● EXERCISE AIM
Within the entries below, the lines from the one with "olgavrou: Yes thanks" through the one with "olgavrou: I believe" are to be set down exactly, both ends kept.
DATA TO EXAMINE Block Start
PR #2807, opened 2021-02-12
Make -q :: faster by calculating interactions on the fly instead of pre calculating them

olgavrou:
This PR affects only `-q ::` for now, could be extended to also work for `--cubic ::` in different PR.

We don't hold all possible interactions anymore but calculate them on the fly by keeping namespaces when they are found.
This should not affect explicit quadratics when passed

Could potentially improve more. Reduces run time for a `ccb adf` run with a file with `347k` examples and 3 interactions (Action,Slot,User) from ~ `11m41s` to ~ `1m50s`


vowpalwabbit/example_predict.h
```diff
@@ -12,7 +12,33 @@ typedef unsigned char namespace_index;
...
+#  pragma managed(push, off)
+#  undef _M_CEE
+#  include <mutex>
+#  define _M_CEE 001
+#  pragma managed(pop)
+#else
+#  include <mutex>
+#endif
+
+struct namsepace_interactions
```
ataymano, line 30: typo? namsepace -> namespace

vowpalwabbit/interactions.cc
```diff
@@ -80,6 +80,61 @@ std::vector<std::vector<namespace_index>> expand_interactions(
...
+  for (auto it = set_interactions.begin(); it != set_interactions.end(); ++it)
+  {
+    for (auto jt = it; jt != set_interactions.end(); ++jt)
+    {
+      if (interactions.active_interactions.find({*it, *jt}) == interactions.active_interactions.end())
+      {
+        active_interactions.push_back({*it, *jt});
+        interactions.active_interactions.insert({*it, *jt});
+      }
+      if (interactions.active_interactions.find({*it, *it}) == interactions.active_interactions.end())
```
ataymano, line 102: seems jt-independent - can we extract it from jt loop?

vowpalwabbit/interactions.cc
```diff
@@ -80,6 +80,61 @@ std::vector<std::vector<namespace_index>> expand_interactions(
...
+      {
+        active_interactions.push_back({*it, *it});
+        interactions.active_interactions.insert({*it, *it});
+      }
+      if (interactions.active_interactions.find({*jt, *jt}) == interactions.active_interactions.end())
+      {
+        active_interactions.push_back({*jt, *jt});
+        interactions.active_interactions.insert({*jt, *jt});
+      }
+      if (interactions.active_interactions.find({*jt, *it}) == interactions.active_interactions.end() &&
```
ataymano, line 112: Do we need this?

vowpalwabbit/interactions.cc
olgavrou: Yes good point

vowpalwabbit/example_predict.h
olgavrou: Yes thanks

vowpalwabbit/interactions.cc
olgavrou: I believe so. This allows for duplicate interactions (i.e. if namespace `A` and namespace `T` was found it will add `A*T` and `T*A` as interactions). If check is removed then `-q :: --leave_duplicate_interactions` and `-q ::` are identical
I reverted the order and check for `leave_duplicate_interactions` first

vowpalwabbit/example_predict.h
```diff
@@ -12,7 +12,33 @@ typedef unsigned char namespace_index;
...
+#  pragma managed(push, off)
+#  undef _M_CEE
+#  include <mutex>
+#  define _M_CEE 001
+#  pragma managed(pop)
+#else
+#  include <mutex>
+#endif
+
+struct namespace_interactions
```
ataymano, line 30: Not sure if we want to do it in this iteration, but is there a reason for not making new code more oop-ish?
It looks like it can be done as class without exposing all internals and expand_quadratics_wildcard_interactions as potential method.
I.e. size variable looks a bit confusing here - it is not clear which size it is actually + as far as I can see it is actually used as isUpdated flag which could be set to false on every add(namespace) call or something like that.

olgavrou: There is no particular reason apart from the fact that, `interactions.interactions` vector will be used independently from everything else if we do not do `-q ::` and all the rest is only needed/used if we do `-q ::` and I opted for not disturbing the rest of the code if not

`size` does need a better name for sure and we could look into refactoring to make it more object oriented

ataymano (approved):

vowpalwabbit/example_predict.cc
```diff
@@ -81,3 +81,21 @@ void safe_example_predict::clear()
   for (auto ns : indices) feature_space[ns].clear();
   indices.clear();
 }
+
+void namespace_interactions::clear()
+{
+  active_interactions.clear();
+  all_seen_namespaces.clear();
+  interactions.clear();
+  quadraditcs_wildcard_expansion = false;
```
jackgerrits, line 90: Typo:
```suggestion
  quadratics_wildcard_expansion = false;
```

vowpalwabbit/interactions.cc
```diff
@@ -80,6 +80,62 @@ std::vector<std::vector<namespace_index>> expand_interactions(
...
+        active_interactions.push_back({*jt, *it});
+        interactions.active_interactions.insert({*jt, *it});
+      }
+    }
+  }
+
+  interactions.interactions.insert(
+      interactions.interactions.end(), active_interactions.begin(), active_interactions.end());
+  std::sort(interactions.interactions.begin(), interactions.interactions.end(),
+      [](std::vector<namespace_index>& a, std::vector<namespace_index>& b) {
```
jackgerrits, line 125: Can these be const?

jackgerrits (approved):
Looks great! Just a thought, should we test combining `-q ::` with explicit `-q AB` and other interactions `--interaction AAA --interaction :::`?

olgavrou:
> Looks great! Just a thought, should we test combining `-q ::` with explicit `-q AB` and other interactions `--interaction AAA --interaction :::`?

Good idea about a mixed quadratics test, will add

vowpalwabbit/interactions.cc
olgavrou: yes

lalo:
Relevant https://github.com/VowpalWabbit/vowpal_wabbit/issues/1527

lalo:
We will need to update these docs (see bottom) https://github.com/VowpalWabbit/vowpal_wabbit/wiki/Feature-interactions

olgavrou:
> We will need to update these docs (see bottom) https://github.com/VowpalWabbit/vowpal_wabbit/wiki/Feature-interactions

Awesome thanks, I would not have noticed that

Added more tests to this, leaving it broken for now (tests timeout needs to be increased) since I am experiencing something strange for the latest tests: `-q :: -interactions AAA --interactions :::`. The interactions generated match exactly with those when run from master (seen from `--invert_hash` output) but their weights are ever so slightly different and I don't know why and if it should be a concern or not

rajan-chari:
Looks good.

rajan-chari (approved):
DATA TO EXAMINE Block End
● ANSWER SECTION
olgavrou: Yes thanks

vowpalwabbit/interactions.cc
olgavrou: I believe so. This allows for duplicate interactions (i.e. if namespace `A` and namespace `T` was found it will add `A*T` and `T*A` as interactions). If check is removed then `-q :: --leave_duplicate_interactions` and `-q ::` are identical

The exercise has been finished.